The major question is the following - is atypical Cushing's disease a distinctly different disorder than classic Cushing's disease? Interestingly, only 14 cases of atypical Cushing's have been reported in the veterinary literature and the majority of cases are ATs.1,16-18 Published and unpublished data would indicate that it is not uncommon for ATs to be associated with excessive sex steroid production and normal screening tests. In other words, many ATs often fit the description of ACD, but this description can be considered "normal" for an adrenal tumor, especially an adrenal carcinoma. Of even more interest is the expression of 21-hydroxylase is normal in ATs, and, therefore, a deficiency of 21-hydroxylase is not the cause of excessive steroid production.11 Summary impact point: Some ATs fit the description of ACD, but this presentation is not uncommon for ATs.

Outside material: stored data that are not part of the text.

PR #7450, opened 2022-02-03
Fixed a bug where insertLineAbove would leave extra whitespace.

half-potato:
After some more testing by myself, I noticed a case where VSCode would leave extra whitespace. I have fixed this bug and added a unit test for this case.


src/actions/commands/actions.ts
```diff
@@ -1536,28 +1536,34 @@ export class CommandInsertNewLineAbove extends BaseCommand {
     }
 
     vimState.cursors = getCursorsAfterSync(vimState.editor);
-    const indentAmt = Math.max(charPos - vimState.cursors[0].start.character, 0);
+    const endPos = vimState.cursors[0].start.character;
+    const indentAmt = charPos - endPos;
+    console.log(charPos);
+    console.log(indentAmt);
```
J-Fields, line 1542:
```suggestion
```

J-Fields (approved):
Thank you!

Primary bilateral adrenal hyperplasia caused by aberrant expression of receptors in the adrenal cortex is a relatively new form of Cushing's disease reported in the dog, which fits the definition of ACD. The primary example is food-induced Cushing's disease. These cases present with obvious signs of HAC, negative screening tests, suppressed endogenous ACTH concentrations, and symmetrically enlarged adrenal glands.
A theory for non-suppressed ACTH cases (ACTH-dependent ACD) is the cut-off levels for the current endocrine screening tests are simply too high, especially in mild cases. In other words, some or possibly many cases of classic Cushing's disease are misdiagnosed as ACD. And lastly, the possibility that ACD is a congenital adrenal hyperplasia-like syndrome is unclear at this time. To prove or disprove this theory, adrenal glands from dogs with ACD, preferably not treated with mitotane or trilostane, would have to be tested for deficiencies of the various enzymes involved in the cortisol synthetic pathways.
And finally, and maybe most important, no matter what the underlying cause of ACD, medical therapy with trilostane or mitotane is efficacious in most cases, even in dogs with an AT that are not good surgical candidates.